Range to reproduce from the entries below: the line with "## Summary by CodeRabbit", the line with "Reviewed locally (checked", and every line in between. Give them exactly and give nothing else.

Collected data:
# # # # #

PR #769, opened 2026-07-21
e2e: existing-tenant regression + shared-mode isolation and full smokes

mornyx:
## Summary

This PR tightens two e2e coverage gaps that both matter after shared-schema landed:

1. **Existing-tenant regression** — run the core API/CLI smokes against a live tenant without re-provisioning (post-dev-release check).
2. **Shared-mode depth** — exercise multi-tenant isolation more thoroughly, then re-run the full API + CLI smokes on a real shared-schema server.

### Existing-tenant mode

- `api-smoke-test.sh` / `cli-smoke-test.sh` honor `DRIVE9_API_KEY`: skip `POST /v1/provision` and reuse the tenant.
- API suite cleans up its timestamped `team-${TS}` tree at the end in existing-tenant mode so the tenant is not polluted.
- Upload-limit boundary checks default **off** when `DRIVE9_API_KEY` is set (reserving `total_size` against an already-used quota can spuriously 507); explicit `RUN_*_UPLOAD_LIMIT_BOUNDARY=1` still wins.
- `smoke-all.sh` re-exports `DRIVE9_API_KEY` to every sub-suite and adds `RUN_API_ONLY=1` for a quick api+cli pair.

# # # # #

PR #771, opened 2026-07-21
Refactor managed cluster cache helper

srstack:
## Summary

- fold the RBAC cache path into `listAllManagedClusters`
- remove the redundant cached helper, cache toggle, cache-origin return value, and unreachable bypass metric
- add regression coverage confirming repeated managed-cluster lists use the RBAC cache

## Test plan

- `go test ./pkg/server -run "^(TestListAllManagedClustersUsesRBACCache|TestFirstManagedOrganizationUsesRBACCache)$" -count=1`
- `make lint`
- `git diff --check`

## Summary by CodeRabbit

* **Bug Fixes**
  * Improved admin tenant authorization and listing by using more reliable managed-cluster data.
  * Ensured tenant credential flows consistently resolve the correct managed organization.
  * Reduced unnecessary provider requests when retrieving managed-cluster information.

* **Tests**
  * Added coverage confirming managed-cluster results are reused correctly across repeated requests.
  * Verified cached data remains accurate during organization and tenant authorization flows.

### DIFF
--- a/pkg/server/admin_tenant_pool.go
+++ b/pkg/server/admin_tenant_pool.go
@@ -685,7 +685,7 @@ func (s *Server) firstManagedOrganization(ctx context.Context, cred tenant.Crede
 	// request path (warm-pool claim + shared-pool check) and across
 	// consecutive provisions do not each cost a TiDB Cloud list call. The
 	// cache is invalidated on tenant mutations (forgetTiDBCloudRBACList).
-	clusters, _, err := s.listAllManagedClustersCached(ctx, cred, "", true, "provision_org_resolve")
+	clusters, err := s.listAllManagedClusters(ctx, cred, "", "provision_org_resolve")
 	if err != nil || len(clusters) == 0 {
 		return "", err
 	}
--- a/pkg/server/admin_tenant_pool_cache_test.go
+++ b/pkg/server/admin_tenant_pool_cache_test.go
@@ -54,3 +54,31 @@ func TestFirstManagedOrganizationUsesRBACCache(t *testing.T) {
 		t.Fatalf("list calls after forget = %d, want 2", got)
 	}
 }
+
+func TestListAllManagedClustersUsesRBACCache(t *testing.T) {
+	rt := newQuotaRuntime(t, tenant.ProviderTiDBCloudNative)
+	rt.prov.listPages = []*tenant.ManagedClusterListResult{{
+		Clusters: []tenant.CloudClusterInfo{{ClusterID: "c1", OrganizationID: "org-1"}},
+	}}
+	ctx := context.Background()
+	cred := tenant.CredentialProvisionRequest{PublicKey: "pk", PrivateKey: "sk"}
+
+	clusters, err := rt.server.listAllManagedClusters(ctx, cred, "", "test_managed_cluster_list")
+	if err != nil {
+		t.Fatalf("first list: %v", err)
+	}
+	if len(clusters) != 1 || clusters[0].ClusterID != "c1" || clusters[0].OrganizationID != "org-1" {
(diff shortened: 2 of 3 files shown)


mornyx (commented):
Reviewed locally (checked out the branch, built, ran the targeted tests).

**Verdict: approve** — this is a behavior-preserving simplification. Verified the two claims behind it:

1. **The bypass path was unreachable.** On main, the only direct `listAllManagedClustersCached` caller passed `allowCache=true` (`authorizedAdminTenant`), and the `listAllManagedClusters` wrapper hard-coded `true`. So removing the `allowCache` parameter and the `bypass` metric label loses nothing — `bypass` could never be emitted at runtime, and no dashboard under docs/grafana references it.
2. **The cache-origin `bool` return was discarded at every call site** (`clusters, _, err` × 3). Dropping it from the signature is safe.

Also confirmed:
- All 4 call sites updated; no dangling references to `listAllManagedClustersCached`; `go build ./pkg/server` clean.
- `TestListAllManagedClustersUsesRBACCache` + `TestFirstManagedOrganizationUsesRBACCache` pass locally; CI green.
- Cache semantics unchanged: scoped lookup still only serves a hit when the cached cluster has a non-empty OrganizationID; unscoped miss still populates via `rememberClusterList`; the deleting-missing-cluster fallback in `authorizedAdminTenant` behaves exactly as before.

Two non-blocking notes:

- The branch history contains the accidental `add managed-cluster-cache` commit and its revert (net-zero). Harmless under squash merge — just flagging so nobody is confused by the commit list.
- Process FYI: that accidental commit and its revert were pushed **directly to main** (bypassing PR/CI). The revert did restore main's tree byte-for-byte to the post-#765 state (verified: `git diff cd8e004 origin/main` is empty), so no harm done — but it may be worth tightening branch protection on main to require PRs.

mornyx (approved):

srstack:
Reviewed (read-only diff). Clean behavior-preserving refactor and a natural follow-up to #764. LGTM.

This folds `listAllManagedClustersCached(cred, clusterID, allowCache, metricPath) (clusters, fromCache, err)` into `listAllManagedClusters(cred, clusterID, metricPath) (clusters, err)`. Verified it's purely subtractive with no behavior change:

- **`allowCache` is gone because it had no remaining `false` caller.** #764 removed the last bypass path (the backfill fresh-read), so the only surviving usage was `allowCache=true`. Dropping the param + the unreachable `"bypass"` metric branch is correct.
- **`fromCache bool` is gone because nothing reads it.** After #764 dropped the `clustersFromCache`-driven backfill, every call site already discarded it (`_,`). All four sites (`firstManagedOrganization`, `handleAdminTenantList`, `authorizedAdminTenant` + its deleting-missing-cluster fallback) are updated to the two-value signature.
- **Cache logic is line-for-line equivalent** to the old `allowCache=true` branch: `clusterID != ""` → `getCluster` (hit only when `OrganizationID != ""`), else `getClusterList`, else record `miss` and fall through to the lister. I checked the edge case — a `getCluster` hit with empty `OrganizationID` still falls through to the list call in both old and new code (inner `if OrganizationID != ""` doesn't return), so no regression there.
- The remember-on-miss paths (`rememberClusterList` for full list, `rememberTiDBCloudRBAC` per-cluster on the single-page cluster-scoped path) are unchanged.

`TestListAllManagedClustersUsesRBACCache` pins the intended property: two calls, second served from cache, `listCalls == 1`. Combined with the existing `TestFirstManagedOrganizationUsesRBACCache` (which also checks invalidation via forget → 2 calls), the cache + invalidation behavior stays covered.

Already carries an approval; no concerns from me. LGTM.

# # # # #

__Solution for this task__.
## Summary by CodeRabbit

* **Bug Fixes**
  * Improved admin tenant authorization and listing by using more reliable managed-cluster data.
  * Ensured tenant credential flows consistently resolve the correct managed organization.
  * Reduced unnecessary provider requests when retrieving managed-cluster information.

* **Tests**
  * Added coverage confirming managed-cluster results are reused correctly across repeated requests.
  * Verified cached data remains accurate during organization and tenant authorization flows.

### DIFF
--- a/pkg/server/admin_tenant_pool.go
+++ b/pkg/server/admin_tenant_pool.go
@@ -685,7 +685,7 @@ func (s *Server) firstManagedOrganization(ctx context.Context, cred tenant.Crede
 	// request path (warm-pool claim + shared-pool check) and across
 	// consecutive provisions do not each cost a TiDB Cloud list call. The
 	// cache is invalidated on tenant mutations (forgetTiDBCloudRBACList).
-	clusters, _, err := s.listAllManagedClustersCached(ctx, cred, "", true, "provision_org_resolve")
+	clusters, err := s.listAllManagedClusters(ctx, cred, "", "provision_org_resolve")
 	if err != nil || len(clusters) == 0 {
 		return "", err
 	}
--- a/pkg/server/admin_tenant_pool_cache_test.go
+++ b/pkg/server/admin_tenant_pool_cache_test.go
@@ -54,3 +54,31 @@ func TestFirstManagedOrganizationUsesRBACCache(t *testing.T) {
 		t.Fatalf("list calls after forget = %d, want 2", got)
 	}
 }
+
+func TestListAllManagedClustersUsesRBACCache(t *testing.T) {
+	rt := newQuotaRuntime(t, tenant.ProviderTiDBCloudNative)
+	rt.prov.listPages = []*tenant.ManagedClusterListResult{{
+		Clusters: []tenant.CloudClusterInfo{{ClusterID: "c1", OrganizationID: "org-1"}},
+	}}
+	ctx := context.Background()
+	cred := tenant.CredentialProvisionRequest{PublicKey: "pk", PrivateKey: "sk"}
+
+	clusters, err := rt.server.listAllManagedClusters(ctx, cred, "", "test_managed_cluster_list")
+	if err != nil {
+		t.Fatalf("first list: %v", err)
+	}
+	if len(clusters) != 1 || clusters[0].ClusterID != "c1" || clusters[0].OrganizationID != "org-1" {
(diff shortened: 2 of 3 files shown)


mornyx (commented):
Reviewed locally (checked out the branch, built, ran the targeted tests).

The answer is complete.